# Anyone still making loofah soap?



## Kalne (Oct 25, 2007)

I'm going to try my hand at it, again. Only this time I'm not going to do it in the PVC pipe but in individual molds with pre-cut loofah. Planning on a pep/tto blend for feet and I'm trying to think of another scent that is just fresh. If you make them....do they sell well? I keep getting customers who are asking for something *really* scrubby. What kinds of scents do you make them with?


----------



## NubianSoaps.com (Oct 26, 2007)

I only do one, Eucalyptus (eucalyptus, peppermint, tea tree, listea, lemongrass and some patch) it is also my real castile. I make mine in PVC pipes. They sell very well, the best thing I did in the store was make a mistake cutting some with my husband gone to his school reuinion, I cut them into wedges for samples, nearly everyone who got one came back and bought one. I have mine out, one to touch the rest wrapped with a whole loofah on the shelf to explain what they are "they are excellent for your feet or elbows and your husbands hands", put it into their hand...works.


----------



## Faye Farms (Sep 14, 2009)

I got started with them by the request of a local pumpkin patch a few years ago. I just got my biggest order yet from them in preparation for pumpkin season. I've been selling them at markets. They move fairly well but still need a lot of explaining. I recently ran out and now customers are starting to voice their concern over there not being any.
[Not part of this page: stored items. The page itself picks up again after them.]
PR #2475, opened 2025-09-28
Add the device component

cqs21:
## Motivation
In the current system, Device ID (`major:minor`) assignment is often hardcoded, leading to inflexibility and potential conflicts. Additionally, there's no unified mechanism for exposing device-related information in sysfs (`/sys/devices`, `/sys/dev`) or linking devices to their `/dev` nodes.
The device component aims to solve the following problems:
- **Centralized Device ID Management**: Device major/minor numbers should be allocated dynamically rather than hardcoded.
- **Sysfs Integration**: Provide a standardized way to register devices under `/sys/devices` and create symlinks in `/sys/dev` that point to device entries.

## Overview

The design introduces several core components:

### Device ID Allocation

Device IDs are represented by a `DeviceId` struct containing major and minor numbers. Allocation is managed by `DeviceIdAllocator`, which handles ranges of minor numbers and tracks used IDs.

```rust
pub enum DeviceType {
    Block,
    Char,
    Other,
}
pub struct DeviceId {
    major: u32,
    minor: u32,
}
pub struct DeviceIdAllocator {
    pub type_: DeviceType,
    pub major: u32,
    pub minors: Range<u32>,
    used: RwLock<BTreeSet<u32>>,
}

impl DeviceIdAllocator {
    fn new(type_: DeviceType, major: u32, minors: Range<u32>) -> Self;
    pub fn allocate(&self, minor: u32) -> Option<DeviceId>;
    pub fn release(&self, minor: u32) -> bool;
}

pub fn register_device_ids(
    type_: DeviceType,
    major: u32,
    minors: Range<u32>,
) -> Result<DeviceIdAllocator, ostd::Error>
```

### Device Trait

Each device implements the Device trait:
```rust
pub trait Device: Any + Debug + Send + Sync {
    fn device_type(&self) -> DeviceType;
    fn device_id(&self) -> Option<DeviceId>;
    fn sysnode(&self) -> Arc<dyn SysBranchNode>;
}

pub fn add_device(device: Arc<dyn Device>);
pub fn del_device(device: Arc<dyn Device>);
pub fn get_device(type_: DeviceType, id: DeviceId) -> Option<Arc<dyn Device>>;
pub fn all_devices() -> impl Iterator<Item = Arc<dyn Device>>;
```

### Device File Interface
[...]

PR #2479, opened 2025-09-29
Add i8042 mouse

Cautreoxit:
This PR introduces an i8042 mouse driver for Asterinas. Building on the existing i8042 chip and keyboard support, it enables handling mouse events and forwarding them to the input subsystem.

Since this work depends on the input subsystem PR (https://github.com/asterinas/asterinas/pull/2364), which has not yet been merged, this PR is currently marked as a draft. I will make it ready for review once the dependency is merged.

One open question is naming: after adding both the i8042 mouse and keyboard, the current component name “keyboard” is no longer appropriate. We would appreciate any advice from the community on a better naming for this component.

PR #2561, opened 2025-11-06
Add evdev module

Cautreoxit:
This PR integrates the evdev module into Asterinas as an necessary component of the graphics stack. It introduces an input handler that receives input events from the input core and forwards them to the corresponding device node at `/dev/input/eventX`.

One issue is that the method used to create device nodes under `/dev` is not ideal. I’ve noticed that PR [#2475](https://github.com/asterinas/asterinas/pull/2475) aims to improve the device node creation process, but it has not yet been merged. As a result, I have adopted a temporary approach for now and have kept the rest of the code under review.

### DIFF
--- a/test/src/apps/devfs/evdev.c
+++ b/test/src/apps/devfs/evdev.c
@@ -1,0 +1,110 @@
+// SPDX-License-Identifier: MPL-2.0
+
+#include <dirent.h>
+#include <errno.h>
+#include <fcntl.h>
+#include <limits.h>
+#include <stdio.h>
+#include <stdlib.h>
+#include <string.h>
+#include <unistd.h>
+
+#include "../test.h"
+
+#define INPUT_DIR "/dev/input"
+#define MAX_EVDEV_DEVICES 16
+
+static int evdev_fds[MAX_EVDEV_DEVICES];
+static size_t evdev_count = 0;
+
+static void cleanup_open_fds(DIR *dir)
+{
+	if (dir) {
+		closedir(dir);
+	}
+	for (size_t i = 0; i < evdev_count; ++i) {
+		close(evdev_fds[i]);
+	}
+}
+
+FN_SETUP(open_evdev)
+{
+	DIR *dir = opendir(INPUT_DIR);
+	if (!dir) {
+		if (errno == ENOENT || errno == ENODEV || errno == ENXIO) {
+			fprintf(stderr, "evdev tests skipped: %s (%s)\n",
+				INPUT_DIR, strerror(errno));
+			exit(EXIT_SUCCESS);
+		}
+		fprintf(stderr,
+			"fatal error: setup_open_evdev: opendir('%s') failed: %s\n",
+			INPUT_DIR, strerror(errno));
+		exit(EXIT_FAILURE);
+	}
+
+	struct dirent *entry;
+	while ((entry = readdir(dir)) != NULL) {
+		if (strncmp(entry->d_name, "event", 5) != 0) {
+			continue;
+		}
+
+		if (evdev_count >= MAX_EVDEV_DEVICES) {
+			cleanup_open_fds(dir);
+			fprintf(stderr,
+				"fatal error: setup_open_evdev: too many event devices (max %d)\n",
+				MAX_EVDEV_DEVICES);
+			exit(EXIT_FAILURE);
+		}
+
+		char path[PATH_MAX];
+		int len = snprintf(path, sizeof(path), "%s/%s", INPUT_DIR,
+				   entry->d_name);
+		if (len < 0 || len >= (int)sizeof(path)) {
+			cleanup_open_fds(dir);
+			fprintf(stderr,
+				"fatal error: setup_open_evdev: path too long\n");
+			exit(EXIT_FAILURE);
+		}
+
+		int fd = open(path, O_RDONLY);
+		if (fd < 0) {
+			int saved = errno;
+			cleanup_open_fds(dir);
+			fprintf(stderr,
+				"fatal error: setup_open_evdev: open('%s') failed: %s\n",
+				path, strerror(saved));
+			exit(EXIT_FAILURE);
+		}
+
+		evdev_fds[evdev_count++] = fd;
+	}
+
+	closedir(dir);
+
+	if (evdev_count == 0) {
+		fprintf(stderr,
+			"evdev tests skipped: no event devices found in %s\n",
+			INPUT_DIR);
+		exit(EXIT_SUCCESS);
+	}
+}
+END_SETUP()
+
+// TODO: Currently this test is meaningless.
+// It is a placeholder for future tests (e.g., for ioctl commands).
+FN_TEST(open_close)
+{
+	TEST_RES(evdev_count > 0, _ret == 1);
+	for (size_t i = 0; i < evdev_count; ++i) {
+		TEST_RES(evdev_fds[i] >= 0, _ret == 1);
+	}
+}
+END_TEST()
+
+FN_SETUP(close_evdev)
+{
+	for (size_t i = 0; i < evdev_count; ++i) {
+		CHECK(close(evdev_fds[i]));
+	}
+}
+END_SETUP()
--- a/test/src/apps/scripts/fs.sh
+++ b/test/src/apps/scripts/fs.sh
@@ -106,3 +106,4 @@ file_io/access_err
 file_io/iovec_err
 devfs/full
 devfs/random
+devfs/evdev


Cautreoxit:
To better verify the correctness of the **evdev** and **mouse** (https://github.com/asterinas/asterinas/pull/2479) implementations, I found a classic benchmark tool: evtest (https://github.com/freedesktop-unofficial-mirror/evtest). It runs in user space to query device information under `/dev/input`, and then repeatedly polls the events from each `eventX` device. Therefore, if we operate the keyboard or mouse and immediately see the corresponding events printed by evtest, it proves that the entire path—from the driver, through the input core and evdev handler, to evdev—is functioning correctly.

After the test, I eventually found the whole input system could function correctly. Here is the output in my test:

> ~ # ls /dev/input/
event0  event1
~ # ls /test/evtest/
evtest
~ # ./test/evtest/evtest
No device specified, trying to scan all of /dev/input/event*
Available devices:
/dev/input/event0:      i8042_keyboard
/dev/input/event1:      i8042_mouse
Select the device event number [0-1]: 0
Input driver version is 1.0.1
Input device ID: bus 0x11 vendor 0x1 product 0x1 version 0x1
Input device name: "i8042_keyboard"
Supported events:
Properties:
Testing ... (interrupt to exit)
\***********************************************
  This device is grabbed by another process.
  No events are available to evtest while the
  other grab is active.
  In most cases, this is caused by an X driver,
  try VT-switching and re-run evtest again.
  Run the following command to see processes with
  an open fd on this device
 "fuser -v /dev/input/event0"
\***********************************************
Event: time 117.021132, type 1 (EV_KEY), code 30 (KEY_A), value 1
Event: time 117.021222, -------------- SYN_REPORT ------------
Event: time 117.112374, type 1 (EV_KEY), code 30 (KEY_A), value 0
Event: time 117.112386, -------------- SYN_REPORT ------------
Event: time 118.679418, type 1 (EV_KEY), code 31 (KEY_S), value 1
Event: time 118.679435, -------------- SYN_REPORT ------------
Event: time 118.774203, type 1 (EV_KEY), code 31 (KEY_S), value 0
Event: time 118.774214, -------------- SYN_REPORT ------------
Event: time 119.189590, type 1 (EV_KEY), code 32 (KEY_D), value 1
Event: time 119.189601, -------------- SYN_REPORT ------------
Event: time 119.285206, type 1 (EV_KEY), code 32 (KEY_D), value 0
Event: time 119.285217, -------------- SYN_REPORT ------------
Event: time 119.862053, type 1 (EV_KEY), code 33 (KEY_F), value 1
Event: time 119.862064, -------------- SYN_REPORT ------------
Event: time 119.958152, type 1 (EV_KEY), code 33 (KEY_F), value 0
Event: time 119.958162, -------------- SYN_REPORT ------------
Event: time 120.343289, type 1 (EV_KEY), code 34 (KEY_G), value 1
Event: time 120.343300, -------------- SYN_REPORT ------------
Event: time 120.438942, type 1 (EV_KEY), code 34 (KEY_G), value 0
Event: time 120.438953, -------------- SYN_REPORT ------------
Event: time 120.757863, type 1 (EV_KEY), code 35 (KEY_H), value 1
Event: time 120.757874, -------------- SYN_REPORT ------------
Event: time 120.886257, type 1 (EV_KEY), code 35 (KEY_H), value 0
Event: time 120.886269, -------------- SYN_REPORT ------------
Event: time 121.142067, type 1 (EV_KEY), code 36 (KEY_J), value 1
Event: time 121.142078, -------------- SYN_REPORT ------------
Event: time 121.270385, type 1 (EV_KEY), code 36 (KEY_J), value 0
Event: time 121.270396, -------------- SYN_REPORT ------------
Event: time 121.558708, type 1 (EV_KEY), code 37 (KEY_K), value 1
Event: time 121.558719, -------------- SYN_REPORT ------------
Event: time 121.655338, type 1 (EV_KEY), code 37 (KEY_K), value 0
Event: time 121.655349, -------------- SYN_REPORT ------------
Event: time 121.987802, type 1 (EV_KEY), code 38 (KEY_L), value 1
Event: time 121.987813, -------------- SYN_REPORT ------------
Event: time 122.084289, type 1 (EV_KEY), code 38 (KEY_L), value 0
Event: time 122.084300, -------------- SYN_REPORT ------------
~ # ./test/evtest/evtest
No device specified, trying to scan all of /dev/input/event*
Available devices:
/dev/input/event0:      i8042_keyboard
/dev/input/event1:      i8042_mouse
Select the device event number [0-1]: 1
Input driver version is 1.0.1
Input device ID: bus 0x11 vendor 0x2 product 0x1 version 0x1
Input device name: "i8042_mouse"
Supported events:
Properties:
Testing ... (interrupt to exit)
\***********************************************
  This device is grabbed by another process.
  No events are available to evtest while the
  other grab is active.
  In most cases, this is caused by an X driver,
  try VT-switching and re-run evtest again.
  Run the following command to see processes with
  an open fd on this device
 "fuser -v /dev/input/event1"
\***********************************************
Event: time 136.194489, type 2 (EV_REL), code 0 (REL_X), value 127
Event: time 136.194506, type 2 (EV_REL), code 1 (REL_Y), value 127
Event: time 136.194509, -------------- SYN_REPORT ------------
Event: time 136.194573, type 2 (EV_REL), code 0 (REL_X), value 127
Event: time 136.194575, type 2 (EV_REL), code 1 (REL_Y), value 127
Event: time 136.194577, -------------- SYN_REPORT ------------
Event: time 136.194664, type 2 (EV_REL), code 0 (REL_X), value 53
Event: time 136.194667, type 2 (EV_REL), code 1 (REL_Y), value 127
Event: time 136.194669, -------------- SYN_REPORT ------------
Event: time 136.194730, type 2 (EV_REL), code 1 (REL_Y), value 127
Event: time 136.194732, -------------- SYN_REPORT ------------
Event: time 136.251998, type 2 (EV_REL), code 0 (REL_X), value 1
Event: time 136.252010, type 2 (EV_REL), code 1 (REL_Y), value 75
Event: time 136.252012, -------------- SYN_REPORT ------------
Event: time 136.252074, type 2 (EV_REL), code 1 (REL_Y), value -1
Event: time 136.252076, -------------- SYN_REPORT ------------
Event: time 136.269724, type 2 (EV_REL), code 1 (REL_Y), value -1
Event: time 136.269736, -------------- SYN_REPORT ------------
Event: time 136.269801, type 2 (EV_REL), code 1 (REL_Y), value -1
Event: time 136.269804, -------------- SYN_REPORT ------------
Event: time 136.269864, type 2 (EV_REL), code 1 (REL_Y), value -1
Event: time 136.269866, -------------- SYN_REPORT ------------
Event: time 136.295180, type 2 (EV_REL), code 0 (REL_X), value -1
Event: time 136.295191, type 2 (EV_REL), code 1 (REL_Y), value -1
Event: time 136.295193, -------------- SYN_REPORT ------------
Event: time 136.295252, type 2 (EV_REL), code 1 (REL_Y), value -1
Event: time 136.295254, -------------- SYN_REPORT ------------
Event: time 136.295313, type 2 (EV_REL), code 0 (REL_X), value -1
Event: time 136.295315, type 2 (EV_REL), code 1 (REL_Y), value -1
Event: time 136.295317, -------------- SYN_REPORT ------------
Event: time 136.295374, type 2 (EV_REL), code 0 (REL_X), value -1
Event: time 136.295376, type 2 (EV_REL), code 1 (REL_Y), value -2
Event: time 136.295378, -------------- SYN_REPORT ------------
Event: time 136.300310, type 2 (EV_REL), code 0 (REL_X), value -1
Event: time 136.300322, type 2 (EV_REL), code 1 (REL_Y), value -6
Event: time 136.300324, -------------- SYN_REPORT ------------
Event: time 136.317888, type 2 (EV_REL), code 0 (REL_X), value -1
Event: time 136.317899, type 2 (EV_REL), code 1 (REL_Y), value -4
Event: time 136.317901, -------------- SYN_REPORT ------------
Event: time 136.317959, type 2 (EV_REL), code 1 (REL_Y), value -2
Event: time 136.317962, -------------- SYN_REPORT ------------
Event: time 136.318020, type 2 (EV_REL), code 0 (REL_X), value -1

As far as scents I just make them on a whim. Last fall I soaped all of my 1 oz FO samples into loofah soaps.


----------



## Kalne (Oct 25, 2007)

Thanks ladies....good to know! I like the idea of using up sample FOs. I'm going to start blending similar scents together to use them up.....I have a ton! LOL


----------



## MysticHollowGoats (Nov 5, 2007)

I still make them but changed how I do it. I now just slice the loofah and stick it in just poured soap that is in a log mold. That way I can just do a few if I choose and some of the loofah sticks out on the top, customers say its a nice handle lol


----------



## adillenal (Feb 6, 2009)

I make them one at a time in individual square molds with a precut loofah. I use extra soap batter that I sometimes have leftover when I fill my log molds. I was thinking they didn't sell for me but I realized I only have a couple in stock so I guess they are slow but steady.


----------